[Collected data]
Issue #2941, opened 2016-09-11
Gradient PIXI.Text doesn't update in Safari (iOS,OSX) and Chrome (iOS)


hendrysadrak:
Check out this sample code: http://codepen.io/hendrysadrak/full/yaYxxg/
Works fine in Chrome (OSX)
In Safari (iOS,OSX) the text updates only when texts width is different from which it was before (example: "short text" -> "long text") 

My workaround for this right now is setting the text to something much longer before setting text to right value:
```
var text = new PIXI.Text('10', {
  fill: [0xf1c40f,0x2ecc71]
});
// text.text === '10'

// ugly fix
text.text = 'aaaaaaaaaaaaaaaaaaaaaa';
text.updateTransform();
text.updateText();
text.updateTexture();

// update text
text.text = '11';
```

Would help fixing this but don't know where to start.

hendrysadrak:
Adding gifs of the problem:


Expected result: (as it is in Chrome)
![sep-12-2016 12-07-35](https://cloud.githubusercontent.com/assets/4000963/18430543/ad58c6fa-78e1-11e6-9382-189cf2af272d.gif)
Safari:
![sep-12-2016 12-07-29](https://cloud.githubusercontent.com/assets/4000963/18430544/ad597460-78e1-11e6-9342-a5ac71c27c47.gif)

ivanpopelyshev:
> Would help fixing this but don't know where to start.

https://github.com/pixijs/pixi.js/blob/master/src/core/text/Text.js

If you want to fix it, write something like 

```js
PIXI.Text.prototype.updateText = function() {
//your hax code
}
```

I dont know whats wrong there yet :(

hendrysadrak:
Thx! I will go through the code and check if I can find smth.

ivanpopelyshev:
May be some tweaks must be done with "updateTexture" and not "updateText"

Also, which renderer is used in safari, Canvas or WebGL?

hendrysadrak:
@ivanpopelyshev Renderer type is WebGL

hendrysadrak:
@ivanpopelyshev  
I tried by removing `if` [here](https://github.com/pixijs/pixi.js/blob/master/src/core/text/Text.js#L273-L277) 

Leaving only `this.context.clearRect(0, 0, this.canvas.width, this.canvas.height);` and it fixed it. 

Should i make a PR for this? Is that a OK fix?

ivanpopelyshev:
[...]

PR #2945, opened 2016-09-12
Issue #2941

hendrysadrak:
#2941 Gradient PIXI.Text doesn't update in Safari (iOS,OSX) and Chrome (iOS)

### DIFF
--- a/src/core/text/Text.js
+++ b/src/core/text/Text.js
@@ -273,7 +273,10 @@ Text.prototype.updateText = function (respectDirty)
     if (navigator.isCocoonJS)
     {
         this.context.clearRect(0, 0, this.canvas.width, this.canvas.height);
-
+    }
+    else
+    { // some browsers, like safari requires any update of any kind here to allow text to update properly
+        this.context.clearRect( 0, 0, 1, 1 );
     }
 
 //    this.context.fillStyle="#FF0000";


src/core/text/Text.js
```diff
@@ -273,7 +273,10 @@ Text.prototype.updateText = function (respectDirty)
     if (navigator.isCocoonJS)
```
englercj: Wonder if we should just remove this check and always clear?

themoonrat: It was an option as discussed https://github.com/pixijs/pixi.js/issues/2941 - My fault for suggesting the less pretty, but potentially faster option :)
I wish jsperf.com was still around to quickly benchmark a clearRect of 1x1 vs a clearRect of say 1920x1080!

englercj: Ha, yeah true. We are basically banking on the width/height assignments clearing the canvas without this clear here. But, like you found here that doesn't always work. I wonder if it might be a case of preferring "correctness" over bleeding perf. I don't particularly feel strongly either way.

themoonrat:
I did a basic benchmark test, just doing a loop over calling clearrect, and even going upto a million clearRects, can not see a difference, on a canvas of 1920x1080, between a clearRect of 1x1 and a clearRect of the full 1920x1080. Tried on Firefox, IE and Chrome on the desktop, Cocoon on an android device with Canvas+.

So I've changed my mind and am now leaning towards going the cleaner route and clear the entire canvas all of the time at that point ie. lose the if statement of only doing it for cocoon.

src/core/text/Text.js
themoonrat: I did a basic benchmark test, just doing a loop over calling clearrect, and even going upto a million clearRects, can not see a difference, on a canvas of 1920x1080, between a clearRect of 1x1 and a clearRect of the full 1920x1080. Tried on Firefox, IE and Chrome on the desktop, Cocoon on an android device with Canvas+.

So I've changed my mind and am now leaning towards going the cleaner route and clear the entire canvas all of the time at that point ie. lose the if statement of only doing it for cocoon.

themoonrat:
Last thing @hendrysadrak  - could you submit this PR to the dev branch, and not to the master please. Then we're good I think, thanks!

themoonrat:
The branch change looks good to me :)

themoonrat:
@englercj - one thing this did was show that the readme and license have been changed in master but not dev!

englercj:
Yeah I'll merge down this weekend :P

Instructions to follow: Nothing should be returned except the lines from the first line of the data above through the line with "In Safari (iOS,OSX) the", each one exact.

The answer:
Issue #2941, opened 2016-09-11
Gradient PIXI.Text doesn't update in Safari (iOS,OSX) and Chrome (iOS)


hendrysadrak:
Check out this sample code: http://codepen.io/hendrysadrak/full/yaYxxg/
Works fine in Chrome (OSX)
In Safari (iOS,OSX) the text updates only when texts width is different from which it was before (example: "short text" -> "long text") 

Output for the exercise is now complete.